Collect from the data below each line with "partial".
Exercise material below:
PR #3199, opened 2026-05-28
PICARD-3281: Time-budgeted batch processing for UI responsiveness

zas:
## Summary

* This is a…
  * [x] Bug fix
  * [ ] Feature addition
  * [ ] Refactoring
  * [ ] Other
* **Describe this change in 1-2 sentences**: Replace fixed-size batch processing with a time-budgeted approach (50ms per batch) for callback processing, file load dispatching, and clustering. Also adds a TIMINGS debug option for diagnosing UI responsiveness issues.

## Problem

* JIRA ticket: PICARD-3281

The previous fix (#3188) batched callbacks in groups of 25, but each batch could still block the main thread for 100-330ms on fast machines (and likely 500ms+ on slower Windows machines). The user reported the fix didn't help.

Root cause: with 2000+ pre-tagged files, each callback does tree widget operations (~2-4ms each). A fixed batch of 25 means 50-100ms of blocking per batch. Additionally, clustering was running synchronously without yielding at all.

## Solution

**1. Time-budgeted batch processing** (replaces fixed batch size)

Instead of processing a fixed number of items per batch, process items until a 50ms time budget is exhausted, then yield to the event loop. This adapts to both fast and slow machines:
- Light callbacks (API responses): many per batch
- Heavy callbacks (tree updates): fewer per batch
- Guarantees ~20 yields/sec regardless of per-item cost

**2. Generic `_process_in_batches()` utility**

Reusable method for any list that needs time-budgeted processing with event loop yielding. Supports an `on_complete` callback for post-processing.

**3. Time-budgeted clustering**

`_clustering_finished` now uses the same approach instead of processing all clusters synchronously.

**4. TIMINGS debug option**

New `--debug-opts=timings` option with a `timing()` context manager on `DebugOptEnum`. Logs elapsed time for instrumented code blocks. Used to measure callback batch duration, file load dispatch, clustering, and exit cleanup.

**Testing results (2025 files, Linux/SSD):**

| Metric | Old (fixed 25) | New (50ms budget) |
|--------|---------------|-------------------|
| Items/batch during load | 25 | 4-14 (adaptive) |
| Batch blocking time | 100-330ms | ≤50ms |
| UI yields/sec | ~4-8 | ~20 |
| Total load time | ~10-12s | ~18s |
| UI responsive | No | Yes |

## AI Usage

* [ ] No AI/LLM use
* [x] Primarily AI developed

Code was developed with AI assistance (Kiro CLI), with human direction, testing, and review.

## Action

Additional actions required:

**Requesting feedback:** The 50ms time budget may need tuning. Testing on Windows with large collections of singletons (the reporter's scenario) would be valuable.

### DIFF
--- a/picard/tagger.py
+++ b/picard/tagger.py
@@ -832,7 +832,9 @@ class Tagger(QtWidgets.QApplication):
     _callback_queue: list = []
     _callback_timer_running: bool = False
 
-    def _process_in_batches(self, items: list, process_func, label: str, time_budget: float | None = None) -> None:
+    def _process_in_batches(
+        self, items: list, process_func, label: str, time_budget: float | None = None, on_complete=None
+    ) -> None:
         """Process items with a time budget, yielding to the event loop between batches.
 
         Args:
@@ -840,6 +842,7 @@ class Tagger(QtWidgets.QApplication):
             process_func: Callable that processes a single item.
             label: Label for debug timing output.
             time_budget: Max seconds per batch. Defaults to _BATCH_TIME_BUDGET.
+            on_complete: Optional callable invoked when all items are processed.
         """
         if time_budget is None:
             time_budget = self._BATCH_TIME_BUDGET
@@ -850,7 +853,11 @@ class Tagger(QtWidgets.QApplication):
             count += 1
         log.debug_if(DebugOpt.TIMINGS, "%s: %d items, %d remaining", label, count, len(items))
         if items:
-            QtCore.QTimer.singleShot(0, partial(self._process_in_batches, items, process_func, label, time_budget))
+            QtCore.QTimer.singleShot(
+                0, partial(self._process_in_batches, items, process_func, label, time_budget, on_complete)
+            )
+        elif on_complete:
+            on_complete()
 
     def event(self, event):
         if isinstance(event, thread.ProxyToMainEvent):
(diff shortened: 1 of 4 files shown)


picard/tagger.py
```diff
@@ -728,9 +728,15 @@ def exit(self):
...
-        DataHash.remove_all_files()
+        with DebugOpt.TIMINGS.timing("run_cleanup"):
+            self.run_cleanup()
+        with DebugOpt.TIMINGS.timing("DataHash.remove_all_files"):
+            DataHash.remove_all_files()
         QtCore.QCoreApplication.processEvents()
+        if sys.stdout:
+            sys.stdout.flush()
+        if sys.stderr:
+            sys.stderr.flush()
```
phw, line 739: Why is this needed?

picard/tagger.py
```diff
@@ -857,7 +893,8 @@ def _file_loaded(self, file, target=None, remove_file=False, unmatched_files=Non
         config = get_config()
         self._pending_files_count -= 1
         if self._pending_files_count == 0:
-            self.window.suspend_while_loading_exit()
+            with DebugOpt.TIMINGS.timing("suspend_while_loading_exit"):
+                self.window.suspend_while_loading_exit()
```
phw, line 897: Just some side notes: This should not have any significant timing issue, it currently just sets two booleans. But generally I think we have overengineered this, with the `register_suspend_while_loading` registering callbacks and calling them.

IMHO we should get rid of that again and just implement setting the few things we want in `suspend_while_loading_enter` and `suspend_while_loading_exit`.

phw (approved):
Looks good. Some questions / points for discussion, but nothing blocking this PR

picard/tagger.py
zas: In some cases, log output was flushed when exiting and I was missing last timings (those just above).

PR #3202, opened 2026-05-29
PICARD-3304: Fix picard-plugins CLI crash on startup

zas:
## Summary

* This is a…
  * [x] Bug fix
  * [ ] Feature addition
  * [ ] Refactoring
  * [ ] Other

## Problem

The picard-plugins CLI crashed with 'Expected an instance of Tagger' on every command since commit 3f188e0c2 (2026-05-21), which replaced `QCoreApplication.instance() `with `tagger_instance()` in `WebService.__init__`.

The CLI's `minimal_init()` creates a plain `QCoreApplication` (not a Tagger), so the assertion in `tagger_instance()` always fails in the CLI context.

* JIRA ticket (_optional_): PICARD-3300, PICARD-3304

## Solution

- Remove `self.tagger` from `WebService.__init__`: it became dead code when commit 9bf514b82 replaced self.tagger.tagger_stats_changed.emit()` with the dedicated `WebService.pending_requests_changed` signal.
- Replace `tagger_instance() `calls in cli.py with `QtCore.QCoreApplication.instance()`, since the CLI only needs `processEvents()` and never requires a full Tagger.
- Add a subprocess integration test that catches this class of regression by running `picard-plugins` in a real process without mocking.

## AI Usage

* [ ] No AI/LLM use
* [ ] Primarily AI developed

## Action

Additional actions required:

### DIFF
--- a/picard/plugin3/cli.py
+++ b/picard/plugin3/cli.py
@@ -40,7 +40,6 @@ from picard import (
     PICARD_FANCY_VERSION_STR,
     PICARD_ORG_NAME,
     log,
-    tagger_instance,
End of Exercise material.
Exercise material below:
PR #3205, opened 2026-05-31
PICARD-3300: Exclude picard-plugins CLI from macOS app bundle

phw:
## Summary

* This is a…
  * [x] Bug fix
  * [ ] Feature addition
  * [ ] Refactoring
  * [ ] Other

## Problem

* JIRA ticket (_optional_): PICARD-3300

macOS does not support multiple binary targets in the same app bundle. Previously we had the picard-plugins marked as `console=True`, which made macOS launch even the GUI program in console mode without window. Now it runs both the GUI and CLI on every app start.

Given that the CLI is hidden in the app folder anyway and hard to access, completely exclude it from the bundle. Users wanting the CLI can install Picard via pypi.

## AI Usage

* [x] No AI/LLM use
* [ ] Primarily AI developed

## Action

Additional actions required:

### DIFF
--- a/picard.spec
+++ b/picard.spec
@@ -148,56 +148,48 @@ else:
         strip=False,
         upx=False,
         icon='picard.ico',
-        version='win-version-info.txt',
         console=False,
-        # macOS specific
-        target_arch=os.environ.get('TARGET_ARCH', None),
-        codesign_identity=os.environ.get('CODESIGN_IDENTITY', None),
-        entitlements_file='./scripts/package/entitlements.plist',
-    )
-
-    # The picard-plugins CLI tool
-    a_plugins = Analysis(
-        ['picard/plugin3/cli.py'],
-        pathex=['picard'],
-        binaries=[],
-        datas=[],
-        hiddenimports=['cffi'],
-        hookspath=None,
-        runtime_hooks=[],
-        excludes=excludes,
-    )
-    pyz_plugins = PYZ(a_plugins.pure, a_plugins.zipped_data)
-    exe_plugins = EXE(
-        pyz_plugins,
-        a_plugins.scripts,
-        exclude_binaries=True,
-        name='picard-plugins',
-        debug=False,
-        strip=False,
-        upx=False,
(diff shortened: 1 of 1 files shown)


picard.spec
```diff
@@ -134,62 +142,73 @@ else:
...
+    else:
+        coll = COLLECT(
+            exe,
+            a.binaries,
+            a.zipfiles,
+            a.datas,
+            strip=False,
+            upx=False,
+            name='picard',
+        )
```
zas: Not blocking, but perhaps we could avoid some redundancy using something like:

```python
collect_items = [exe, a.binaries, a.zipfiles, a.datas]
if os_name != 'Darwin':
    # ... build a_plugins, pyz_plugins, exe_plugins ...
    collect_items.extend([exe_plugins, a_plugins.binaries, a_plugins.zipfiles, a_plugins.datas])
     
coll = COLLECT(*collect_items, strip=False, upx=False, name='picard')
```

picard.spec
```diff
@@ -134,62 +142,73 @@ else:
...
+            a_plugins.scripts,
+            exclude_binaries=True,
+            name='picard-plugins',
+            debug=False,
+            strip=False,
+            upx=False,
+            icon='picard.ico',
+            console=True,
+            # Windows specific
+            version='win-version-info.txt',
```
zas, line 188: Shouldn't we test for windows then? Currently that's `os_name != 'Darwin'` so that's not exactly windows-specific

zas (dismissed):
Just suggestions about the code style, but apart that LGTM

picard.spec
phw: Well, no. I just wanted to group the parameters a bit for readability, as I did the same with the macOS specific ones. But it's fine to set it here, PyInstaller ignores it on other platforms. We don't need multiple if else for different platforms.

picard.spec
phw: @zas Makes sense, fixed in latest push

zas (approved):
End of Exercise material.
_Result for this exercise_.
-            QtCore.QTimer.singleShot(0, partial(self._process_in_batches, items, process_func, label, time_budget))
+                0, partial(self._process_in_batches, items, process_func, label, time_budget, on_complete)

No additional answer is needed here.